US20070055843A1

US20070055843A1 - Predictive prefaulting in the page fault handler

Info

Publication number: US20070055843A1
Application number: US11/218,868
Authority: US
Inventors: Christoph Lameter
Original assignee: Silicon Graphics Inc
Current assignee: Graphics Properties Holdings Inc; RPX Corp; Morgan Stanley and Co LLC
Priority date: 2005-09-02
Filing date: 2005-09-02
Publication date: 2007-03-08

Abstract

A predictive prefaulting method reduces the number of page faults and accelerates the process of mapping virtual memory to physical memory. A single page fault results in the mapping of one virtual memory page or, where a contiguous block of virtual memory is linearly accessed, it may result in the mapping of two, four, or eight virtual memory pages. In this latter case, a single mapping occurs in response to the initial page fault, but afterwards, multiple mappings (2, 4, 8, or more) occur in response to each of the subsequent page faults. The number of mappings doubles until a preset limit is reached.

Description

BACKGROUND OF THE INVENTION

1. Field of the Invention
The present invention relates generally to virtual memory management and, more particularly, to a predictive prefaulting method that accelerates the mapping of virtual memory to physical memory in a computer system.
2. Description of the Related Art
Virtual memory is a computer design feature that permits processes to be allocated more main memory than the computer actually physically possesses.

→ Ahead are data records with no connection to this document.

PR #3899, opened 2020-04-04
Don't force host header on outgoing requests

mhils:
It is not really clear why we did this, so we stop doing this and see who complains.

### DIFF
--- a/mitmproxy/net/http/http1/assemble.py
+++ b/mitmproxy/net/http/http1/assemble.py
@@ -1,4 +1,3 @@
-import mitmproxy.net.http.url
 from mitmproxy import exceptions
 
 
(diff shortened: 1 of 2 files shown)


Kriechi:
If I get asked in 5 years from now, why I approved this PR, I will deny everything!

wchasekelley:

The total size of virtual memory in a 32-bit system can be 2³²and in a 64-bit system can be 2⁶⁴. If there are N processes running on the computer, the maximum total virtual memory usage is N×2³²in a 32-bit system and N×2⁶⁴in a 64-bit system. By comparison, physical memory, generally in the form of RAM, in personal computers today has a size that is several orders of magnitude smaller (typically 256 MB to 1 GB).
The virtual memory space is divided into pages. Different page sizes are supported by computer operating systems. In Linux, page size of 4, 8, 16 or 64 KB may be used. The physical memory space is also divided into pages. The page size of the physical memory space is normally the same as the page size of the virtual memory space.
Most processes allocate much more virtual memory than they ever use at any given time. Therefore, virtual memory is mapped to physical memory as they are being accessed. This is known in the art as demand paging. In this technique, when a process accesses a virtual memory page that is not mapped, a hardware component, known as a memory management unit (MMU), generates a page fault. A page fault causes a page fault handler, a functional component of the operating system, to map the accessed virtual memory page to a corresponding physical memory page. The address of the corresponding physical memory page is stored in a page table maintained by the MMU and indexed to the virtual memory page that caused the page fault.
The overhead associated with generating page faults is not insignificant. This overhead increases considerably in a symmetric multiprocessing (SMP) environment. Also, as memory sizes grow, the overhead associated with generating page faults will grow also. Therefore, a more efficient memory management technique that reduces the overhead associated with page faults is desirable.

SUMMARY OF THE INVENTION

The present invention provides a predictive prefaulting method that reduces the number of page fault generations and accelerates the process of mapping virtual memory to physical memory. According to an embodiment of the present invention, a single page fault may result in the mapping of two, four, or eight virtual memory pages. In conventional methods, by contrast, a single page fault results in the mapping of only one virtual memory page.
The method is particularly effective in mapping large contiguous sections of virtual memory to physical memory. When a large contiguous section of virtual memory is accessed sequentially, a single table entry is generated in response to an initial page fault, but afterwards, multiple number of table entries (2, 4 or 8) are generated in response to each of the subsequent page faults. The number of table entries generated doubles until a preset limit is reached. In the embodiments of the invention illustrated herein, a present limit of 8 is used. Of course, a higher power of two number can be used, e.g., 2⁴, 2⁵, etc.
The present invention is applicable in the mapping of virtual memory pages to physical memory pages that are being reserved for use by the underlying process. In such cases, the physical memory pages are zeroed. The present invention is also applicable in the mapping of virtual memory pages to physical memory pages that are associated with data stored (or to be stored) in a mass storage system such as a disk drive.
A computer system for carrying out the method according to various embodiments of the present invention includes an MMU that is programmed to maintain the mapping table and generate page faults when a virtual memory that has not been mapped to physical memory is accessed by a process. A page fault handler performs the mapping of the virtual memory to physical memory and provides the relevant physical memory addresses to the MMU for storage in the mapping table. The present invention includes the computer system described above as well as a computer-readable medium comprising program instructions that incorporate the various methods described above.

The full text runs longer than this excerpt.